But coin cell batteries have a maximum pulse drain @ 15mA and continuous drain @ 0.19mA!? Example of CR2032
Coin cells are intended for low current, long life applications. Like keeping a RTC alive for years. Everything in a datasheet for them applies to that. The current capacity, the drain rate, the voltage, etc. A CR2032 has Typical Capacity of 240 mAh, from 3.0 to 2.0 volts, Rated at 15K ohms/0.19mA at 21°C, providing 1263 hours of life.
Change the load/current draw, and the life of the battery changes. That's all it means. At 85mA continuous, you will not get 240mAh. Notice the Pulse Drain Characteristics showing between 175 and 200mAh. Even if you did, the battery would still only last 3 hours, and be at 2V i.e. dead at that time.
And as the load increases, the battery experiences voltage droop. As noticed in the Pulse Characteristics, a 2 second drain at 100 ohm/~25mA leads to a 0.4V drop in voltage. It's internal resistance rises.
So YES, you can drive a CR2032 hard! But all of this needs to be considered for YOUR application. Is 2 hours good enough for you? Doubt it.
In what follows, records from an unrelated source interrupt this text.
PR #3, opened 2018-03-01
ci(circle) add build & build-dev jobs

jmaupetit:
NB: The build-dev job depends on the build job to speed up build time by using production container cache.

### DIFF
--- a/.circleci/config.yml
+++ b/.circleci/config.yml
@@ -1,0 +1,262 @@
+# fun-platform
+# Docker containers CI
+version: 2
+
+# List fun-platform jobs that will be integrated and executed in a workflow
+jobs:
+
+  # Build job
+  # Build the Docker container ready for production
+  build:
+
+    # We use the machine executor, i.e. a VM, not a container
+    machine:
+      # Cache docker layers so that we strongly speed up this job execution
+      docker_layer_caching: true
+
+    working_directory: ~/fun
+
+    steps:
+      # Checkout fun-platform sources
+      - checkout
+
+      # Restore the ~/fun/src cached repository. If the cache does not exists for
+      # the current .Revision (commit hash), we fall back to the latest cache
+      # with a label matching 'edx-v1-'
+      - restore_cache:
+          keys:
+            - edx-v1-{{ .Revision }}
+            - edx-v1-
+
+      # Clone Open edX sources
+      - run:
+          name: Clone Open edX platform
+          command: |
+            bin/clone_repositories
+
+      # Production container build, it will be tagged as edxapp:latest
+      - run:
+          name: Build container
+          command: |
+            docker build -t edxapp:latest .
+
+      # Cache Open edX repository (cloned in ~/fun/src) as the checkout is
+      # rather time consuming for this project
+      - save_cache:
+          paths:
+            - ~/fun/src
+          key: edx-v1-{{ .Revision }}
+
+      # Save and compress production container to ~/docker/edxapp.tgz
+      - run:
+          name: Save container
+          command: |
+            mkdir ~/docker
+            docker save edxapp | gzip > ~/docker/edxapp.tgz
+
+      # Cache containers directory to load them in another job
+      - save_cache:
+          paths:
+            - ~/docker
+          key: docker-v1-{{ .Revision }}
+
+  # Build dev job
+  # Build the Docker container ready for development
+  build-dev:
+
+    machine:
+      docker_layer_caching: true
+
+    working_directory: ~/fun
+
+    steps:
+      - checkout
+
+      - restore_cache:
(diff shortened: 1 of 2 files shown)


.circleci/config.yml
```diff
@@ -0,0 +1,157 @@
...
+          key: edx-v1-{{ .Revision }}
+      - run:
+          name: Save container
+          command: |
+            mkdir ~/docker
+            docker save edxapp | gzip > ~/docker/edxapp.tgz
+      - save_cache:
+          paths:
+            - ~/docker
+          key: docker-v1-{{ .Revision }}
```
sampaccoud: Didn't get the logic in the name of each step?

.circleci/config.yml
```diff
@@ -0,0 +1,157 @@
...
+
+  hub:
+    machine: true
+    steps:
+      - restore_cache:
+          keys:
+            - docker-v1-{{ .Revision }}
+      - restore_cache:
+          keys:
+            - docker-dev-v1-{{ .Revision }}
```
sampaccoud: why do you need the dev cache for the production image ?

.circleci/config.yml
```diff
@@ -0,0 +1,157 @@
...
+            - build-dev
+          filters:
+            tags:
+              only: /.*/
+      - test:
+          requires:
+            - build-dev
+          filters:
+            tags:
+              only: /.*/
```
sampaccoud: ok, I would need much more comments to understand this file. Maybe someone who knows circleCI can review.

.circleci/config.yml
```diff
@@ -0,0 +1,158 @@
...
+            bin/clone_repositories
+      - run:
+          name: Build container
+          command: |
+            docker build -t edxapp:latest .
+      - run:
+          name: Tag container
+          command: |
+            docker tag edxapp fundocker/edxapp:ginkgo.1
+            docker images edxapp
```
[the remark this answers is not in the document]
jmaupetit: It stands for logging purpose, I want to check tags during the build.

.circleci/config.yml
jmaupetit: Do you mean step names or cache keys?

.circleci/config.yml
jmaupetit: I need to load both production and development images to tag them and push them to docker hub.

.circleci/config.yml
jmaupetit: What can I do to improve this?

.circleci/config.yml
sampaccoud: I meant step names. The fact that there are duplicates.
I think I would find it nice that each step has a comment line (I mean Ansible style where the name of each task is long enough to explain what it does)

.circleci/config.yml
sampaccoud: I couldn't think of a reason to push the dev image should go to docker hub. WDYT ?

.circleci/config.yml
sampaccoud: see above. One comment per step ?

.circleci/config.yml
jmaupetit: CircleCI configuration file format does not allow custom names for built-in steps such as `save_cache`. But as suggested below, I can add comments.

.circleci/config.yml
jmaupetit: This is the image you'll need to develop an Open edX application such as Fonzie (with default configurations and installed dependencies).

.circleci/config.yml
jmaupetit: Good idea.

.circleci/config.yml
```diff
@@ -0,0 +1,262 @@
...
+      # This script requires CI environment variable to run; those are passed to
+      # the container via the `-e` docker run option:
+      #
+      # - CIRCLECI: used by the CI script to select the CI strategy (depending
+      #   on the CI platform)
+      # - CIRCLE_NODE_INDEX/CIRCLE_NODE_TOTAL: used for the parallel execution
+      #   of the test suite
+      # - EDXAPP_TEST_MONGO_HOST: the mongo db host used in tests
+      #
+      # We also need to mount the git repository that is used to inegrate
```
sampaccoud: s/inegrate/integrate

.circleci/config.yml
```diff
@@ -0,0 +1,262 @@
...
+
+  # We have a single workflow
+  edxapp:
+
+    jobs:
+
+      # The build job has no required jobs, hence this will be our first job
+      - build:
+          # Filtering rule to run this job: none (we accept all tags; this job
+          # will always run).
```
sampaccoud: :1st_place_medal: +1:

PR #12, opened 2018-03-19
ci(circle) restrict hub job to the master branch

jmaupetit:
We do not want to push PR builds to DockerHub, this fix improves the situation by restricting the push job to the master branch.

### DIFF
--- a/.circleci/config.yml
+++ b/.circleci/config.yml
@@ -196,8 +196,8 @@ workflows:
           requires:
             - build-dev
           filters:
-            tags:
-              only: /.*/
+            branches:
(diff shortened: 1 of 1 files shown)


sampaccoud:
Or should it be only push tags of a certain format + commit is on master branch?

jmaupetit:
> Or should it be only push tags of a certain format

Yes we can. But we are not prepared for that yet. For now, it urges to prevent PR's container uploads!

> check that commit is on master branch?

We cannot handle this in CircleCI workflow filters. It needs to be done in a script executed as a job step.

PR #13, opened 2018-03-29
Build and push Docker images with tags matching their git tag

sampaccoud:
We are pushing to Docker only images that are the result of a tag respecting the pattern:
    **{branch_name}-{semver}**

Where branch name is composed of two words representing:
    1) edx-platform full version name,
    2) FUN's specific fork project.

Valid examples:
    * dogwood.3-funmooc-1.0.0
    * eucalyptus-funwb-2.3.19-rc3

### DIFF
--- a/.circleci/config.yml
+++ b/.circleci/config.yml
@@ -22,11 +22,11 @@ jobs:
 
       # Restore the ~/fun/src cached repository. If the cache does not exists for
       # the current .Revision (commit hash), we fall back to the latest cache
-      # with a label matching 'edx-v1-'
+      # with a label matching 'edx-repository-v1-'
       - restore_cache:
           keys:
-            - edx-v1-{{ .Revision }}
-            - edx-v1-
+            - edx-repository-v1-{{ .Revision }}
+            - edx-repository-v1-
 
       # Clone Open edX sources
       - run:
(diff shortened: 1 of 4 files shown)


.circleci/config.yml
```diff
@@ -38,13 +38,13 @@ jobs:
...
-            docker build -t edxapp:latest .
+            docker build -t edxapp:${CIRCLE_TAG} .
 
       # Cache Open edX repository (cloned in ~/fun/src) as the checkout is
       # rather time consuming for this project
       - save_cache:
           paths:
-            - ~/fun/src
+            - ~/fun/src/edx-platform/.git
           key: edx-v1-{{ .Revision }}
```
jmaupetit: You'll need to invalidate the cache by increasing the version number in the prefix, _i.e._ `edx-v2-{{ .Revision }}`. And do not forget to also restore this new cache (in the `restore_cache/keys` section).

.circleci/config.yml
```diff
@@ -192,12 +201,23 @@ workflows:
...
+      #
+      # Regex to validate Semver was taken from: https://github.com/semver/semver/issues/232
       - hub:
           requires:
             - build-dev
           filters:
-            branches:
-              only: master
+            tags:
+              only: /^[a-z0-9.]*-[a-z]*-(0|[1-9]\d*)\.(0|[1-9]\d*)\.(0|[1-9]\d*)(-(0|[1-9]\d*|\d*[a-zA-Z-][0-9a-zA-Z-]*)(\.(0|[1-9]\d*|\d*[a-zA-Z-][0-9a-zA-Z-]*))*)?(\+[0-9a-zA-Z-]+(\.[0-9a-zA-Z-]+)*)?$/
```
jmaupetit: Why not hard-coding allowed edx releases like:

```
^(dogwood|eucalyptus)...
```

sampaccoud: I thought we  might want to add new forks lol. 
Touch wood we don't need to... but maybe we will add branches on which we want to test something ? and there will also be new versions of edx-platform that will come out etc. So I decided to be lenient on this so that it is not a pain. 

Note that I'm checking in the "hub" job that the branch name is included in the tag name. So we are sure that you won't be able to make a typo in the tag name.

.circleci/config.yml
sampaccoud: I thought maybe this is not necessary because we are doing: 
git checkout -f -b eucalyptus-funwb openfun/fun/whitebrand

so it will fetch the branch from the remote and update the cache anyway. The cache is in fact just a way to download less but we have no risk to end-up with the wrong this. 

I will make a PR on master to add this behavior as well?

jmaupetit: You're right, as we fall back on the latest revision, the cache kind of auto-invalidates at each new commit.

.circleci/config.yml
jmaupetit: > So I decided to be lenient on this so that it is not a pain.

Okay.

> So we are sure that you won't be able to make a typo in the tag name.

Unless you copy/paste the same typo :wink:

PR #16, opened 2018-04-05
Allow Docker container to handle timezone DST correctly

rmoch:
https://serverfault.com/a/856593


Dockerfile
```diff
@@ -1,5 +1,15 @@
 FROM ubuntu:16.04
 
+# Set container timezone and related timezones database and DST rules
+# See https://serverfault.com/a/856593
+ENV TZ 'Europe/Paris'
```
jmaupetit: I think we should default to UTC.

Dockerfile
```diff
@@ -1,5 +1,15 @@
...
+RUN echo $TZ > /etc/timezone && \
+    apt-get update && apt-get install -y tzdata && \
```
jmaupetit: I think you should add `tzdata` to the dependencies listed in the `apt` block below and configure the timezone after this `apt` block.

sampaccoud: maybe this should be done in the same RUN as the one below as it is also doing "apt-get update" that takes time ?

PR #18, opened 2018-04-20
Refactor settings for improved configuration management

sampaccoud:
This PR proposes a refactor of the settings with the objective to build on the `common.py` file instead of the `aws.py` file because:

* going down one level makes things easier to follow,
* the `aws.py` file was strongly targetted to hosting on... AWS,
* allow customizing settings via `yaml` files instead of `json` files:
    + can be generated by a configuration management tool like Ansible,
    + accept comments.
* include in the Docker image all the setting files necessary to start the LMS and CMS with a default configuration. This default configuration should not require any `yaml` file. Configuration can then be fully customized with `yaml` files mounted in the container.
* be able to commit the differences between environments (feature/staging/preprod/production). **e.g.** environments other than `production` should send emails to a mail catcher, only the `development` environment should have DEBUG set to true, etc. We don't want to leave this up to configuration management !

Most of the code is in 2 huge `docker_run_production.py` files. The way I generated them is:

- copy/paste the `aws.py` file,
- replace AUTH_TOKENS from `json` files by a `config` helper loaded from `yaml` files,
- remove all the things that were obviously targetting AWS,
- improve things when I could,
- adapt all the things that could not work in a Docker container,
- shake it until the app starts,
- leave all the rest as it was in `aws.py`. We should continue improving the configuration after deploying it to a real test instance in `OpenShift`.


config/lms/utils.py
```diff
@@ -0,0 +1,66 @@
...
+        else:
+            settings = settings or {}
+
+        # Load the content of a credentials.vault.yaml file placed in the current directory if any
+        # This file is were sensitive settings are stored for a given environment
+        try:
+            with open(os.path.join(dir, 'credentials.vault.yaml')) as f:
+                credentials = yaml.load(f.read())
+        except IOError:
+            print "IOError"
```
jmaupetit: print fail :grinning:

I wonder if there are any optimization techniques for circuits to get a better battery life? Or workarounds?
Yes, by choosing more efficient ICs. Is your ATMega code using low power modes whenever possible? Can you reduce your on time? Is it running at 16MHz (which is a problem if you are powering at <4V btw) or is it running at a lower speed like 8MHz or 4MHz? Could you run it at 1mHz without problem? That would save some power. Can you replace the shift registers with better ones with lower quiescent current draw?
Or coin batteries with the same specs as AAA batteries for instance?
Maybe, but likely really expensive. You could use a AAA form factor (10500 shape) LiPo batteries instead.